Ebasa, Mirja Boes und das Winkemariechen Britta (v.l.) feierten Premiere im Brunosaal.

Kölsches Mett trifft auf Baguette in Frankreich: So lief die Premiere von „Deine Sitzung“ im Kölner Brunosaal.

Dies ist keine Sitzung für missmutige Ingwer-Gesichter. Hafermilch dürfte bei den Organisatoren noch den Status der Duldung haben. Aber wer ihnen den Brauch zunichtemachen möchte, bei dem Schweinefleisch durch den Wolf gedreht wird, um daraus den in Köln so begehrten Jecken-Speis namens Mett zu formen – ja, der wird schnell spüren, warum Toleranz auch Grenzen haben kann. „Backen, Hacken und Mett!“ lautet denn auch traditionell die Saalrakete bei „Deine Sitzung“, die am Freitagabend im Klettenberger Brunosaal Premiere feierte.

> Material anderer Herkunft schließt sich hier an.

PR #129, opened 2023-07-31
codecov: do not fail ci on error

KevFan:
* Prevent codecov from failing ci on error due to flakiness with codecov upload
* Use `CODECOV_TOKEN` for upload that should at least prevent upload issue when PRs come from branches from this repo


adam-cattermole (approved):
Changes look good to me

PR #130, opened 2023-08-07
Remove unused branch

adam-cattermole:
Minor change to remove an unused `if` branch. The `desiredDeployment` is created with a single container prior to this so I believe the check should just be removed.


KevFan (approved):
Looks good to me 👍

PR #131, opened 2023-08-08
Update to ginkgo v2

### LINKED ISSUE #126: dep: use ginkgo v2
* Ginkgo v1 is deprecated.  We should migrate to use v2 instead
  * https://onsi.github.io/ginkgo/MIGRATING_TO_V2

adam-cattermole:
Resolves #126


KevFan (approved):
Changes looks good to me 👍

PR #132, opened 2023-08-09
Set commit sha in bundle/catalog

### LINKED ISSUE #121: Include commit SHA for related images in the operator catalog
At the moment, in the task creating the catalog, there's only a distinction when the build is for `main` or a `release` branch, tagging the catalog related images as `latest` and the specific `vX.Y.Z` release tag... but there's no condition for the SHA tagged build.

The current latest SHA build is rendered as:

```sh
bin/opm render quay.io/kuadrant/authorino-operator-catalog:30fb663ddc5b2978add48fd6ee9ff526317c05a5 --output=yaml


...

---
entries:
- name: authorino-operator.v0.0.0
name: alpha
package: authorino-operator
schema: olm.channel
---
image: quay.io/kuadrant/authorino-operator-bundle:latest # This should be quay.io/kuadrant/authorino-operator-bundle:30fb663ddc5b2978add48fd6ee9ff526317c05a5
name: authorino-operator.v0.0.0
package: authorino-operator
properties:
...

relatedImages:
- image: quay.io/kuadrant/authorino-operator:latest  #This should be quay.io/kuadrant/authorino-operator:30fb663ddc5b2978add48fd6ee9ff526317c05a5

...
```

Putting aside that this operator should build the catalog with the new file system instead of the current deprecated Sqlite-based one, the proposed change would be to include the SHA commit as a tag in the GH action that creates the catalog in `.github/workflows/build-images.yaml` and possibly make changes in the invoked target in the `Makefile`

adam-cattermole:
Updated the default flow to set the commit sha in the bundle manifests and in the catalog. This makes it so that the `relatedImages` and the bundle in the catalog are pointing to the commit sha variant of the images. As the workflow pushes duplicate images for both the `latest` and commit sha, this means that the latest images will also be pointing to specific commit sha tagged images.

Due to the pipeline modifying the manifests to set the image to the commit sha variant, the `verify-manifests` and `verify-bundle` make targets will fail. These checks are verifying that there are no uncommitted changes in the local git repo which does not make sense given the changes, and so the check was removed for the `main` flow.

Verified this on our own branch [here](https://github.com/adam-cattermole/authorino-operator/actions/runs/5807542022). Example output from the render:

```
opm render quay.io/acatterm/authorino-operator-catalog:d350f6a0f8f4e705a3fc9ac5b048967479a6503a --output=yaml
```
```yaml
---
image: quay.io/acatterm/authorino-operator-bundle:d350f6a0f8f4e705a3fc9ac5b048967479a6503a
name: authorino-operator.v0.0.0
package: authorino-operator
...

relatedImages:
- image: quay.io/acatterm/authorino-operator:d350f6a0f8f4e705a3fc9ac5b048967479a6503a
  name: ""
schema: olm.bundle
```

Looking for thoughts on this approach.

Resolves #121

### DIFF
--- a/.github/workflows/build-images.yaml
+++ b/.github/workflows/build-images.yaml
@@ -115,7 +115,7 @@ jobs:
           sudo apt-get install -y qemu-user-static
       - name: Run make bundle (main)
         if: ${{ github.ref_name == env.MAIN_BRANCH_NAME }}
-        run: make bundle REGISTRY=${{ env.IMG_REGISTRY_HOST }} ORG=${{ env.IMG_REGISTRY_ORG }}
+        run: make bundle REGISTRY=${{ env.IMG_REGISTRY_HOST }} ORG=${{ env.IMG_REGISTRY_ORG }} IMAGE_TAG=${{ github.sha }}
       - name: Run make bundle (release)
         if: ${{ github.ref_name != env.MAIN_BRANCH_NAME }}
         run: make bundle REGISTRY=${{ env.IMG_REGISTRY_HOST }} ORG=${{ env.IMG_REGISTRY_ORG }} VERSION=${TAG_NAME/v/} AUTHORINO_VERSION=${{ github.event.inputs.authorinoVersion }}
@@ -123,7 +123,7 @@ jobs:
         run: git diff
       - name: Verify manifests and bundle (main)
         if: github.ref_name == env.MAIN_BRANCH_NAME
-        run: make verify-manifests verify-bundle REGISTRY=${{ env.IMG_REGISTRY_HOST }} ORG=${{ env.IMG_REGISTRY_ORG }}
+        run: make verify-manifests verify-bundle REGISTRY=${{ env.IMG_REGISTRY_HOST }} ORG=${{ env.IMG_REGISTRY_ORG }} IMAGE_TAG=${{ github.sha }}
       - name: Verify manifests and bundle (release)
         if: ${{ github.ref_name != env.MAIN_BRANCH_NAME }}
         run: make verify-manifests verify-bundle REGISTRY=${{ env.IMG_REGISTRY_HOST }} ORG=${{ env.IMG_REGISTRY_ORG }} VERSION=${TAG_NAME/v/} AUTHORINO_VERSION=${{ github.event.inputs.authorinoVersion }}
@@ -190,7 +190,7 @@ jobs:
           sudo apt-get install -y qemu-user-static
       - name: Run make catalog-generate (main)
         if: ${{ github.ref_name == env.MAIN_BRANCH_NAME }}
-        run: make catalog-generate REGISTRY=${{ env.IMG_REGISTRY_HOST }} ORG=${{ env.IMG_REGISTRY_ORG }}
+        run: make catalog-generate REGISTRY=${{ env.IMG_REGISTRY_HOST }} ORG=${{ env.IMG_REGISTRY_ORG }} IMAGE_TAG=${{ github.sha }}
       - name: Run make catalog-generate (release)
         if: ${{ github.ref_name != env.MAIN_BRANCH_NAME }}
         run: make catalog-generate REGISTRY=${{ env.IMG_REGISTRY_HOST }} ORG=${{ env.IMG_REGISTRY_ORG }} IMAGE_TAG=${{ env.TAG_NAME }}
--- a/.github/workflows/test.yaml
+++ b/.github/workflows/test.yaml
@@ -23,6 +23,21 @@ jobs:
         run: |
           make verify-manifests
 
+  verify-bundle:
+    name: Verify bundle
+    runs-on: ubuntu-latest
+    steps:
+      - name: Set up Go 1.19.x
+        uses: actions/setup-go@v4
+        with:
+          go-version: 1.19.x
+        id: go
+      - name: Check out code
+        uses: actions/checkout@v3
+      - name: Run make verify-bundle
+        run: |
+          make verify-bundle
+
   verify-fmt:
     name: Verify fmt
     runs-on: ubuntu-latest
--- a/Makefile
+++ b/Makefile
@@ -296,12 +296,12 @@ catalog-push: ## Push a catalog image.
 
 .PHONY: verify-manifests
 verify-manifests: manifests ## Verify manifests update.
-	git diff --exit-code ./config
+	git diff -I'^    containerImage:' -I'^        image:' --exit-code ./config
 	[ -z "$$(git ls-files --other --exclude-standard --directory --no-empty-directory ./config)" ]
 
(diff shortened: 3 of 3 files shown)


.github/workflows/build-images.yaml
```diff
@@ -115,15 +115,12 @@ jobs:
           sudo apt-get install -y qemu-user-static
       - name: Run make bundle (main)
         if: ${{ github.ref_name == env.MAIN_BRANCH_NAME }}
-        run: make bundle REGISTRY=${{ env.IMG_REGISTRY_HOST }} ORG=${{ env.IMG_REGISTRY_ORG }}
+        run: make bundle REGISTRY=${{ env.IMG_REGISTRY_HOST }} ORG=${{ env.IMG_REGISTRY_ORG }} IMAGE_TAG=${{ github.sha }}
```
didierofrivia, line 118: We can remove the _SHA_ tag from main branch, since it's not needed and causing the failing bundle and manifest verification. With the branch ones it will do, since the job collecting the sha tags from quay only cares for the latest one:
https://github.com/Kuadrant/kuadrant-operator/blob/main/.github/workflows/update-stored-dependencies-version.yaml
Then the scheduled event will create kuadrant bundle and catalog based on those here:
https://github.com/Kuadrant/kuadrant-operator/blob/main/.github/workflows/build-images-scheduled.yaml

.github/workflows/build-images.yaml
```diff
@@ -115,15 +115,12 @@ jobs:
...
       - name: Run make bundle (release)
         if: ${{ github.ref_name != env.MAIN_BRANCH_NAME }}
         run: make bundle REGISTRY=${{ env.IMG_REGISTRY_HOST }} ORG=${{ env.IMG_REGISTRY_ORG }} VERSION=${TAG_NAME/v/} AUTHORINO_VERSION=${{ github.event.inputs.authorinoVersion }}
       - name: Git diff
         run: git diff
-      - name: Verify manifests and bundle (main)
```
didierofrivia, line 124: Then this step could be added back

didierofrivia (changes requested):
If with the `IMAGE_TAG` change is enough for the catalog generation, it's great... in the future we could update the catalog generation to file based instead of sqlite, to align with the others.. or just have one workflow to rule them all. Anyways, the fork kind of breaks the implementation, because it can't push to quay, then the scheduled job will always be pulling a stale version...

.github/workflows/build-images.yaml
adam-cattermole: I'm not quite sure I follow here - if we remove the `IMAGE_TAG` from the `main` flow all catalog images will contain the bundle tagged as `latest` and not the specific commit sha.

didierofrivia:
We will need to change the way of generating this in the end, more information can be found in [this issue](https://github.com/Kuadrant/kuadrant-operator/issues/227)

.github/workflows/build-images.yaml
didierofrivia: In the end, the sha will need to be for main only, and fix the verification stage. We were relying on the generation of the latest sha pushed to quay (from branches) to generate the kuadrant-operator catalog in a scheduled way for automated testing needed for QE (the workflows shared in my first comment). After some thought, given the restrictions on the before mentioned implementation, it needs to be changed to only main. This would be the main issue https://github.com/Kuadrant/kuadrant-operator/issues/227.

didierofrivia: Sorry for the confusion generated and the lack of information in the original issue.

.github/workflows/build-images.yaml
guicassolato: Regardless, I would not remove this check. It ensures (i) that the bundle generation is idempotent, and (ii) that we did not forget to commit any important change in the copy of the manifests that is pushed to remote.

Hypothetically – Ignoring what @didierofrivia [said](https://github.com/Kuadrant/authorino-operator/pull/132/files#r1289908207) for a second, if we were to include the SHA in the bundle manifests (like proposed here), then, to prevent from failing at this step (since that SHA would not match what I imagine would have been committed and pushed to remote, i.e. `latest`), the verification of the bundle must be enhanced.

adam-cattermole: > Regardless, I would not remove this check. It ensures (i) that the bundle generation is idempotent, and (ii) that we did not forget to commit any important change in the copy of the manifests that is pushed to remote.

Just to note the [verify-manifests](https://github.com/Kuadrant/authorino-operator/blob/main/.github/workflows/test.yaml#L11) check that runs on PR's is unchanged - the check we removed above only runs when commits are merged to main (which should have already passed the verify-manifests check) or on `workflow_dispatch`. We could add to the test workflow the `make verify-bundle` command so that PR's can't be missing the changes in the manifests/bundles, but this would still mean that we are making the assumption that the main branch is always in a valid state as a result of this.

adam-cattermole:
After discussion we have added the check to `make verify-manifests verify-bundle` back into the workflow and ignored the lines that specify the images with the commit sha. Also added an additional commit where we add the `make verify-bundle` to the test workflow run on PR's.

guicassolato (approved):
_LGTM_

I see this is as the minimal change to get the issue of the floating `latest` image tag fixed. This has been causing problems to @Kuadrant/qe who need to lock the environment to a particular set of SHAs in order to debug stuff and relate the issues they found to specific versions of the code.

<br/>

Maybe future enhancements could include:
- **A.** Somehow avoid that the image tag that is injected in the bundle/catalog files by the workflow (based on the commit SHA) mismatches what's read in the code by one who checks out the main branch (i.e. `:latest`).[^1]
- **B.** Standardise how the Authorino Operator generates the bundle manifests and catalog image compared to other operators ([kuadrant/kuadrant-operator](https://github.com/kuadrant/kuadrant-operator), [kuadrant/limitador-operator](https://github.com/kuadrant/limitador-operator)) – e.g., see https://github.com/Kuadrant/limitador-operator/pull/62

[^1]: I few different ways to try to achieve that (mentioned in an off-line call we had about this change): (i) some kind of post-commit hook that sets the SHA when the bundle manifests are generated locally, before pushing them to remote; (ii) replacing the commit SHA with another system to lock the manifests to a fixed version of the code (e.g. timestamp-based); (iii) start git-ignoring the bundle manifests altogether and start generating them on-the-fly whenever we need to build and push the image/cut a release only; (iv) get back to using the floating tag `latest` and create a special workflow for QE that follows the same steps as when we build for a release, i.e. introduce automated pre-releases from the main branch only for QE (after very merge, daily, weekly, etc).

pehala (approved):

adam-cattermole:
@didierofrivia If you have time do you mind reviewing the latest changes here to make some progress on this?

didierofrivia (approved):
🎖️

PR #134, opened 2023-08-21
Namespace support.

### LINKED ISSUE #41: Possibility to deploy the operator in an arbitrary namespace
Authorino Operator's [deployment manifests](https://github.com/Kuadrant/authorino-operator/blob/main/config/deploy/manifests.yaml), generated using [this](https://github.com/Kuadrant/authorino-operator/blob/785b0777ac031fbd2a10cfa5478831b8db9419b2/Makefile#L171) make target, currently enforce `authorino-operator` as the Kubernetes namespace to run the operator workload.

While on one hand that single-file manifest is very useful to install and deploy the Operator and the CRDs, changing the operator namespace, on the other hand, is not straightforward, requiring all occurrences of `namespace: authorino-operator` in the file, as well as the name of `Namespace` resource itself, to be properly replaced.

Except in the `RoleBinding` and `ClusterRoleBinding` resources, mentioning the Kubernetes namespace could be avoided, but in general, perhaps using a placeholder to ensure assertive replacement (e.g. making possible to rely on envsubst)? Another option would be relying more on [Operator Lifecyle Manager](https://olm.operatorframework.io) to install the operator? Although it's not available by default in Kubernetes, but only in OpenShift.

Boomatang:
- Add support for setting the namespace during the manifest creations
- Add make targets for creation of kind cluster for local development

Closes #41

### DIFF
--- a/Makefile
+++ b/Makefile
@@ -104,6 +104,10 @@ KUSTOMIZE = $(shell pwd)/bin/kustomize
 kustomize: ## Download kustomize locally if necessary.
 	$(call go-get-tool,$(KUSTOMIZE),sigs.k8s.io/kustomize/kustomize/v4@v4.5.5)
 
+KIND = $(shell pwd)/bin/kind
+kind:
+	$(call go-get-tool,$(KIND),sigs.k8s.io/kind@v0.20.0)
+
 YQ = $(shell pwd)/bin/yq
 YQ_VERSION := v4.34.2
 $(YQ):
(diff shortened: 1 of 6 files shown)


Makefile
```diff
@@ -307,3 +345,72 @@ verify-bundle: bundle ## Verify bundle update.
 .PHONY: verify-fmt
 verify-fmt: fmt ## Verify fmt update.
 	git diff --exit-code ./api ./controllers
+
+## local configurations
+
+deploy-develmode: manifests kustomize ## Deploy controller in debug mode to the K8s cluster specified in ~/.kube/config.
```
guicassolato, line 351: The target name says "devel" mode while the descriptions says "debug". But, most importantly:
- What's the difference to the existing `deploy` target?
- Why does it override the deployment manifests file at `$(DEPLOYMENT_FILE)`, but then won't use it?

Makefile
```diff
@@ -182,16 +186,40 @@ docker-push: ## Push docker image with the manager.
 ##@ Deployment
 
 install: manifests kustomize install-authorino ## Install CRDs into the K8s cluster specified in ~/.kube/config.
+	@if [ $(NAMESPACE) != '' ];then \
+		echo "Setting Custom Namespace: $(NAMESPACE)"; \
+		cd $(PROJECT_DIR)/config/install && $(KUSTOMIZE) edit set namespace $(NAMESPACE); \
```
guicassolato, line 191: Do you have the diff of what this target yields with a custom namespace vs the default one? Likely, this is only because of the role bindings created for the operator, so the it sets the right ServiceAccount, correct?

Makefile
```diff
@@ -307,3 +345,72 @@ verify-bundle: bundle ## Verify bundle update.
...
+
+KIND_CLUSTER_NAME ?= authorino-local
+
+.PHONY: kind-create-cluster
+kind-create-cluster: kind ## Create the "authorino-local" kind cluster.
+	$(KIND) create cluster --name $(KIND_CLUSTER_NAME) --config utils/kind-cluster.yaml
+
+.PHONY: kind-delete-cluster
+kind-delete-cluster: kind ## Delete the "authorino-local" kind cluster.
+	$(KIND) delete cluster --name $(KIND_CLUSTER_NAME)
```
guicassolato, line 416: I'm guessing these local cluster-related targets are all to support testing the operator deployed to a custom namespace. Was that the initial motivation?

To test local changes in the operator, I often find myself running the following:

```sh
kind create cluster
kind load docker-image authorino-operator:local
make manifests && sed -e 's/quay.io\/kuadrant\/authorino-operator:latest/authorino-operator:local/' config/deploy/manifests.yaml | kubectl apply -f -
```

Some other times:

```sh
kind create cluster
make manifests install run
```

Makefile
```diff
@@ -307,3 +345,72 @@ verify-bundle: bundle ## Verify bundle update.
...
+	$(MAKE) local-env-setup
+	$(MAKE) docker-build
+	echo "Deploying Authorino control plane"
+	$(KIND) load docker-image ${OPERATOR_IMAGE} --name ${KIND_CLUSTER_NAME}
+	$(MAKE) install
+	$(MAKE) deploy
+
+.PHONY: local-redeploy
+local-redeploy: export OPERATOR_IMAGE := authorino-operator:dev
+local-redeploy:
```
guicassolato, line 391: For consistency with how Authorino [calls](https://github.com/Kuadrant/authorino/blob/374cd7c42f80babc84e9f960be2bd9d8e63fde41/Makefile#L261) it:

```suggestion
local-rollout:
```

Makefile
Boomatang: My initial reason for adding  the local cluster related targets was for similarity in the dev process. Both authorino and kuadrant-operator uses the same naming. The steps you stated are fine but they are not documented so when starting in the project it is unclear how to start with a dev cluster.

Makefile
Boomatang: I'll create a diff

Makefile
Boomatang: At the I am going to say I had a valid reason for doing it but I can not find it now. I will remove and use the `deploy` target.

guicassolato:
In general, I think the changes here are welcome for the developer workflow, i.e., the one where you clone the repo, make local changes, and want to try them out by rebuilding and deploying to an almost always local cluster, whilst switching the namespace to something other than the default `authorino-operator`.

For the non-OLM user workflow nonetheless, i.e., the one by which the operator is [installed by simply applying the pre-build manifests](https://github.com/Kuadrant/authorino/blob/main/docs/user-guides/hello-world.md#install-the-authorino-operator) (without cloning the repo, without custom build of the binary or container image), it's a step forward, but likely won't suffice. For that, we may need to incorporate some of the changes here into the install script to be introduced with https://github.com/Kuadrant/authorino-operator/pull/137.

I'm thinking a possible subsequent step after merging both PRs would be making the install script to rely as well on kustomize, to rebuild the manifests "on-the-fly" including an optional custom namespace. MGC team did sth similar with https://github.com/Kuadrant/multicluster-gateway-controller/blob/main/hack/quickstart-setup.sh.

Makefile
Boomatang: The diff is in the gist. I comment out then clean up code when creating the diff.
https://gist.github.com/Boomatang/becfda6a1659f7e864ac039a439889bd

Was 2003 im kleinen Kreis begann, hat sich längst zur gefragten und etablierten Karnevalssitzung entwickelt, die mit einer professionellen Leichtigkeit daherkommt wie kaum ein anderes Format im kölschen Fasteleer. 

Deine Sitzung feiert im Brunosaal Premiere

Mirja Boes, die im Wechsel mit „Mettwoman“ Carolin Kebekus den Präsidentinnen-Thron innehat, führt durch das Programm – gemeinsam mit Sebastian Pallada, der vom jecken Volk nur als „Ebasa, der Meister“ gefeiert wird. Warum, zeigt der studierte Jazz-Trompeter an diesem Abend gleich mehrfach, vor allem, als er inmitten des Publikums sein meterlanges Alphorn erklingen lässt. Als sei es ein Leichtes, spielt Ebasa „Dä Plan“ von Querbeat.

Als diesjähriges Oberthema dreht sich bei „Deine Sitzung“ alles um das Land der Liebe, der Haute Cuisine, des TGV, der Atomkraft und natürlich des Baguettes, das so hervorragend mit Mett harmoniert: Frankreich.

Deine Sitzung: Ebasa, der Meister, und Mirja Boes im Duett

Nicht nur der „Hack de Triomphe“ in Paris hat es den Jecken angetan. Es sind auch Werte wie „Liberté, Egalité und Einenimtee“, für die Boes und Co. dankbar sind. „Was wären wir ohne Frankreich“, sinnieren Boes und Ebasa denn auch und liefern die Antwort selbst: „Schneller mit dem Auto in Spanien.“ Später sitzen die beiden auf Fahrrädern beim Anstieg zum Mont Ventoux und stöhnen zum Klassiker „Je t'aime“. Vielleicht ist es gut, dass die Original-Interpreten Serge Gainsbourg und Jane Birkin das nicht mehr erleben mussten.

Mirja Boes singt auf der Bühne.

Mirja Boes sang von Zas den Titel „Je veux“

Viel besser dagegen kommt Boes mit dem Zas-Cover von „Je veux“ an, indem sie die Bahn noch erwischen will, aber das ist bekanntlich in Köln nicht immer ein einfaches Unterfangen. Schwierig ist auch, wenn der Sohn aus dem Kindesalter entwächst. Boes hat ihm dafür ein Tagebuch geschrieben, das Orientierung geben soll: „Auf Männer zu stehen, ist völlig okay, wenn ich nur eine Frau liebe: Mama!“

Udo Schild spielt Gitarre und singt im Publikum.

Udo Schild sang inmitten der Jecken und wurde für seine Version von „Ich ben ene kölsche Jung“ gefeiert.

Bei „Deine Sitzung“ haben auch die Musiker des famosen „Orchester der Liebe“ Solo-Auftritte, allen voran Till Kersting. Bei Tommy Engels Weihnachtsengel noch brav in der Begleitband, lässt er im Brunosaal den französischen Sänger Johnny Hallyday auferstehen, indem er mit einer Rock'n' Roll-Version von „Frankreich, Frankreich“ der Bläck Fööss begeistert. Gefeiert wird ebenso Udo Schild, der unter anderem auf „Papa was a Rolling Stone“ die kölschen Zeilen „Mer fiere widder Karneval“ schmettert.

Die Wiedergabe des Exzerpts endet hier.